◆ Exercise input ◆
###
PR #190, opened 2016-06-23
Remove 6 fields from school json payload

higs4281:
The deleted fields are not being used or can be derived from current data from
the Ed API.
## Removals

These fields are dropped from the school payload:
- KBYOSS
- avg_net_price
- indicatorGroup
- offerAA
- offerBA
###
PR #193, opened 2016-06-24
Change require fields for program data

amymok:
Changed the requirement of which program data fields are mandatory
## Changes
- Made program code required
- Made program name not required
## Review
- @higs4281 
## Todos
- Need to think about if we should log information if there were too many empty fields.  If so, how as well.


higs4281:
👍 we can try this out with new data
###
◆ Your instructions ◆
Tell how many lines of the listing contain the string "data", giving the number without any other words.

◆ Answer below ◆
4